Within this course, students learn techniques to develop visual representations for different types of data sets, including geospatial data and time series, in order to clearly communicate information. Fundamentals of graphic design are considered, and software tools such as SQL or SAP may be utilized. A case study or project may provide students the opportunity to create their own visualization.
This course gives students the opportunity to interact with large data sets in order to discover patterns and facts within the data. Students can learn the processes of selecting data, cleaning data, and coding data. They may also apply what they have mined to specific business problems. Query design may be reviewed.
Students in this course learn how to develop and apply machine learning algorithms and other machine learning techniques. Various models for machine learning, such as kNN and random forests, are reviewed. Students focus on how to evaluate accuracy of machine learning and apply results to data problems in the business world.
This course covers advanced statistical methods. Regression model applications, such as multiple regression, model diagnostics, and analysis of variance, are covered. Other topics may include graphical models and Bayesian inference. Various software, including R, may be utilized.

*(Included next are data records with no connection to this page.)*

PR #162, opened 2017-03-24
Look up deck via share code

ClaytonPassmore:
- Added flow mentioned in spec
- Needed to add optional `shareCode` param to several functions
  - Without the share code, you aren't allowed to fetch the deck if it's just shared and not public

Take a look at the screenshots

Need some iOS QA pls.

New flow when hitting the '+' or 'Add' button:
shareadd1

Prompt to enter share code:
shareadd2

Deck preview:
sharedadd3

What happens if you enter a bad share code:
shareadd4

Closes #144

PR #174, opened 2017-03-24
Add ability to rate and copy decks

### LINKED ISSUE #126: Add ability to rate public decks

Within this course, students learn how to identify and address threats to the information technology of a company. Types of risks and threats are considered. Students also learn standards for cyber safety.
Social Media Analytics
Within this course, students learn how to utilize social media to enhance the performance of a business. They look at various types of social media initiatives and how metrics are used to measure the performances of these campaigns. The various fields in which these analytics are utilized, including social computing, marketing, and informatics, are studied.
Earning a graduate degree in data science provides career opportunities in a quickly-growing field. Students with a strong quantitative background can find success in these programs.